In "Calculational Design of A Regular Model Checker by Abstract Interpretation" by Patrick Cousot (link), on page 15 it can be seen that to prove the completeness of regular model checking (Definition 12) with respect to model checking (Definition 7), Cousot is trying to prove this proposition in Lemma 15:
$$\{\underline \rho \} \times \mathcal{S}^* [ \mathsf{P}] \subseteq \mathsf{prefix}(\mathcal{S}^r[\mathsf{R}\bullet(?:\mathit{T})^*]) \Rightarrow \mathcal{S}^* [ \mathsf{P}] \subseteq \mathcal{M}[\mathsf{P}]\mathsf{R} $$
I think that the given proof does not prove this proposition, but it proves the reverse of this proposition instead, which has been proved in Lemma 14.
Does anyone agree with me? Or am I getting something wrong here?
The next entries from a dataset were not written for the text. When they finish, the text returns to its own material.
PR #1679, opened 2023-08-21
8312182: THPs cause huge RSS due to thread start timing issue

tstuefe:
Unclean composite backport to jdk17u. Fixes JDK-8312182 - "THPs cause huge RSS due to thread start timing issue" (https://bugs.openjdk.org/browse/JDK-8312182)

Problem:

On a machine with transparent huge pages (THP) unconditionally enabled (/sys/kernel/mm/transparent_hugepage/enabled = "always"), the JVM may show a huge memory footprint (RSS) and degraded thread start performance.

The following factors make the problem more severe and more likely:
- thread stack size of 2M (on arm64 or x64) or larger
- many threads, or high thread creation churn
- a slow or overloaded machine (since part of the problem is timing-dependent)

For a detailed discussion of the underlying problem, please see https://github.com/openjdk/jdk/pull/14919.

----------------

In jdk Head, the issue got fixed with a sequence of patches:

- [JDK-8303215](https://bugs.openjdk.org/browse/JDK-8303215) "Make thread stacks not use huge pages"
- [JDK-8312182](https://bugs.openjdk.org/browse/JDK-8312182) "THPs cause huge RSS due to thread start timing"

However, JDK-8312182 itself needed one preparatory fix:
- [JDK-8310233](https://bugs.openjdk.org/browse/JDK-8310233) "Fix THP detection on Linux"

and then we had several corner-case test problems which are fixed with:
- [JDK-8312394](https://bugs.openjdk.org/browse/JDK-8312394) "[linux] SIGSEGV if kernel was built without hugepage support"
- [JDK-8312620](https://bugs.openjdk.org/browse/JDK-8312620) "WSL Linux build crashes after JDK-8310233"
- [JDK-8314139](https://bugs.openjdk.org/browse/JDK-8314139) "TEST_BUG: runtime/os/THPsInThreadStackPreventionTest.java could fail on machine with large number of cores"

and finally, we decided to rename the switch that allows to switch off the THP mitigation with a final patch:
- [JDK-8312585](https://bugs.openjdk.org/browse/JDK-8312585) "Rename DisableTHPStackMitigation flag to THPStackMitigation"

Instead of downporting these 7 patches verbatim, I prepared a composite patch containing only the necessary mitigation and mitigation tests.

This is similar to the [jdk11u downport](https://github.com/openjdk/jdk11u-dev/pull/2086), but in jdk17u, [JDK-8303215](https://bugs.openjdk.org/browse/JDK-8303215) had been already backported. Therefore there are some minor differences.

This patch does:
- make sure that all thread stacks have at least one glibc guard page to prevent clustering of adjacent thread stacks into one VMA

Also, I think that the statement of Lemma 14 is wrong. First, I have not seen the definition of $\mathcal{M}$ that does not take $\underline{\rho}$ (an initial environment) in the paper, and second, if we assume that $\mathcal{M}[\mathsf{P}] \mathsf{R}$ is an abbreviation of $\mathcal{M}[\mathsf{P}] \langle \underline{\rho}, \mathsf{R}\rangle$ (which is defined) then it should be considered that $\mathcal{M}[\mathsf{P}] \langle \underline{\rho}, \mathsf{R}\rangle$ contains $\pi$ (prefix traces) while $\mathsf{prefix}(\mathcal{S}^r [\mathsf{R}\bullet(?:\mathit{T})^*])$ contains $\langle \underline{\rho},\pi \rangle$ (pairs consisting of an initial environment and a prefix trace), so they are not comparable or in other words, the inclusion never holds.